The Insight Journal is built on three foundational pillars that align with the principles of Decentralized Science (DeSci):

🔓 Open Science

We champion complete openness in research dissemination and validation:

  • Open Access: No paywalls or publication charges. All research is freely available to everyone, everywhere, forever.
  • Reproducibility: All submissions include data, code, and parameters, enabling complete verification and reuse. Research that cannot be reproduced cannot be verified.
  • Transparency: Open peer-review with visible dialogues between reviewers and authors. The review process becomes part of the scientific record, increasing trust and accountability.
  • Innovation: Interactive, web-enabled visualizations and modern publishing tools (MyST, ITK-Wasm) transform passive reading into active exploration and enable computational reproducibility.

🌐 Decentralized Infrastructure

We build resilient, community-owned systems free from centralized control:

  • Distributed Storage: Content stored across the Interplanetary File System (IPFS) nodes ensures availability even if individual servers fail.

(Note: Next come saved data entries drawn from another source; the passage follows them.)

PR #12074, opened 2023-04-15
RichCommands: SearchUnindexedItems

ferrariofilippo:
**Resolved / Related Issues**
   Related #11481 

**Validation**
   1. Open app
   2. Search something that is not indexed
   3. Click on `Search unindexed items`


yaira2:
@ferrariofilippo can you split the PR to help have a clearer commit history?

ferrariofilippo:
@yair100 I saw you told me to split this PR, but now I no longer see the comment (did you delete it?), should I still open a separate PR for PermanentDeletion?

yaira2:
It's preferred but I don't want to be too picky.

yaira2:
I'm not convinced this should have an action, it's likely to be confused between the setting and the button on the search page.

ferrariofilippo:
> I'm not convinced this should have an action, it's likely to be confused between the setting and the button on the search page.

I think we could rename it, but we definitely need to add this action. Otherwise we would need to keep `IBaseLayoutCommandImplementation` just for this action.

0x5bfa (dismissed):
First introduction of rich commands in layout modes!

yaira2:
@ferrariofilippo after giving this some thought, I decided that we should remap the button on the search to open the settings page where users can toggle the setting for themselves.

The settings dialog doesn't have support for deep linking to specific pages (not yet) so we're going to have to hold off on this.

src/Files.App/Strings/en-US/Resources.resw
```diff
@@ -3178,6 +3178,9 @@
   <data name="ShowCheckboxesWhenSelectingItems" xml:space="preserve">
     <value>Show checkboxes when selecting items</value>
   </data>
+  <data name="SearchUnindexedItemsDescription" xml:space="preserve">
+    <value>Include unindexed items in search results</value>
```
yaira2, line 3182: What about "Search for unindexed items"?

yair100 (approved):
LGTM

yair100 (approved):
LGTM

yair100 (approved):
LGTM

Many copies keep things safe.
  • Verifiable Provenance: Cryptographic identifiers (DPIDs) and blockchain-based records create tamper-proof provenance for all contributions.
  • Community Governance: Decision-making power resides with the community, not corporate publishers. The journal's future belongs to its contributors.
  • Sustainability: Built on open-source principles with cost-effective infrastructure designed for long-term preservation and community ownership.

🤝 Community & Incentives

We recognize and reward all contributions to advance scientific progress:

  • Contributor Recognition: All contributors—authors, reviewers, data providers— receive formal credit through ORCID integration and attestations.
  • Reputation Systems: Quality contributions build verifiable reputation, creating incentives aligned with scientific progress that are recognized and rewarded through Digital Object Identifiers (DOIs).
  • Global Collaboration: Open participation regardless of institutional affiliation, geography, or career stage. Merit is measured by contribution, not credentials.
  • Fairness & Equity: Equal access to publication and review opportunities, removing barriers that exclude researchers from underrepresented communities.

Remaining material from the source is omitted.